Make sense of problems and persevere in solving them. Mathematically proficient students start by explaining to themselves the meaning of a problem and looking for entry points to its solution. They analyze givens, constraints, relationships, and goals. They make conjectures about the form and meaning of the solution and plan a solution pathway rather than simply jumping into a solution attempt. They consider analogous problems, and try special cases and simpler forms of the original problem in order to gain insight into its solution. They monitor and evaluate their progress and change course if necessary. Older students might, depending on the context of the problem, transform algebraic expressions or change the viewing window on their graphing calculator to get the information they need. Mathematically proficient students can explain correspondences between equations, verbal descriptions, tables, and graphs or draw diagrams of important features and relationships, graph data, and search for regularity or trends. Younger students might rely on using concrete objects or pictures to help conceptualize and solve a problem. Mathematically proficient students check their answers to problems using a different method, and they continually ask themselves, "Does this make sense?" They can understand the approaches of others to solving complex problems and identify correspondences between different approaches.
Reason abstractly and quantitatively. Mathematically proficient students make sense of quantities and their relationships in problem situations. They bring two complementary abilities to bear on problems involving quantitative relationships: the ability to decontextualize-to abstract a given situation and represent it symbolically and manipulate the representing symbols as if they have a life of their own, without necessarily attending to their referents-and the ability to contextualize, to pause as needed during the manipulation process in order to probe into the referents for the symbols involved. Quantitative reasoning entails habits of creating a coherent representation of the problem at hand; considering the units involved; attending to the meaning of quantities, not just how to compute them; and knowing and flexibly using different properties of operations and objects.
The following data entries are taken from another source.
PR #222, opened 2017-06-07
Error name format unification

cfcosta:
Changes from `Hawkular::BaseClient::HawkularException` format to `Hawkular::Exception`, and also changes all errors thrown to be instances of `Hawkular::Exception`, so client code can rescue just one exception and capture all errors thrown by the gem.

### DIFF
--- a/CHANGES.rdoc
+++ b/CHANGES.rdoc
@@ -4,6 +4,10 @@ This document describes the relevant changes between releases of the
 _hawkular-client_ project.
 
 
+=== v 3.0.3
+* Standardized Exceptions under the Hawkular namespace, and the old names were deprecated, here is the list:
+1. <code>Hawkular::BaseClient::HawkularException</code> -> <code>Hawkular::Exception</code>
+2. <code>Hawkular::BaseClient::HawkularConnectionException</code> -> <code>Hawkular::ConnectionException</code>
 === v 3.0.2
 * Adding <code>URI.unescape</code> in the <code>list_metrics_for_resource</code> method to fix the behavior of the method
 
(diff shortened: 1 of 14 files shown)


CHANGES.rdoc
```diff
@@ -4,6 +4,10 @@ This document describes the relevant changes between releases of the
 _hawkular-client_ project.
 
 
+=== v 3.0.3
+* Standardized Exceptions under the Hawkular namespace, and the old names were deprecated, here is the list:
+1. <code>Hawkular::BaseClient::HawkularException</code> -> <code>Hawkular::Exception</code>
+2. <code>Hawkular::BaseClient::HawkularConnectionException</code> -> <code>Hawkular::ConnectionException</code>
```
jkremser: looks good, but I think it is a breaking change from the API point of view so this will probably require the major version bump

cfcosta: I don't think it is a breaking change because the API does not change, as the old exceptions are still available. Maybe a minor version bump instead of a patch one?

josejulio: Its a thin line. 
Before we were raising RuntimeError exceptions and now we are raising Hawkular::ArgumentError.

Still, If a tree falls in a forest and no one is around to hear it, does it make a sound?
(as in, did someone used this? Should we raise the major version?)

[1] https://github.com/hawkular/hawkular-client-ruby/pull/222/files#diff-27ed7a1113ec9bf87df507d3990b581eR40

abonas: the "signature" of the api changes because now another type of exception is returned, so it can be definitely considered as a breaking change.
I don't know if anyone uses it though.
@pilhuhn any idea?

cfcosta:
Closing and reopening, Ruby 2.2 segfaulted.

PR #254, opened 2017-12-05
Addition on Prometheus API and fix specs

lucasponce:
Added a trivial ping method to be used from the provider.
Also, modified the Specs to simplify the use on cassettes and live servers.
This is tricky as on live servers we depend of time range, to not add complexity, we will check basic uses.

@israel-hdez the following changes to https://github.com/israel-hdez/manageiq-providers-hawkular/pull/5 will need this one.

One thing missing is that for live tests it needs to setup the proper hServices setup with the Prometheus server.

I guess we will need something similar like
https://github.com/hawkular/hawkular-services/tree/hawkular-1275/dist/src/test/scripts

I haven't yet started that, I am going to prioritize the changes and the specs on cassettes.

Probably to adjust the live tests will be pending before I go to PTO tomorrow, so feel free is you can work on that.

/cc @jshaughn


lucasponce:
Ok, local cassettes passes but there is a pending change on the live tests

jshaughn:
LGTM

Construct viable arguments and critique the reasoning of others. Mathematically proficient students understand and use stated assumptions, definitions, and previously established results in constructing arguments. They make conjectures and build a logical progression of statements to explore the truth of their conjectures. They are able to analyze situations by breaking them into cases, and can recognize and use counterexamples. They justify their conclusions, communicate them to others, and respond to the arguments of others. They reason inductively about data, making plausible arguments that take into account the context from which the data arose. Mathematically proficient students are also able to compare the effectiveness of two plausible arguments, distinguish correct logic or reasoning from that which is flawed, and-if there is a flaw in an argument-explain what it is. Elementary students can construct arguments using concrete referents such as objects, drawings, diagrams, and actions. Such arguments can make sense and be correct, even though they are not generalized or made formal until later grades. Later, students learn to determine domains to which an argument applies. Students at all grades can listen or read the arguments of others, decide whether they make sense, and ask useful questions to clarify or improve the arguments.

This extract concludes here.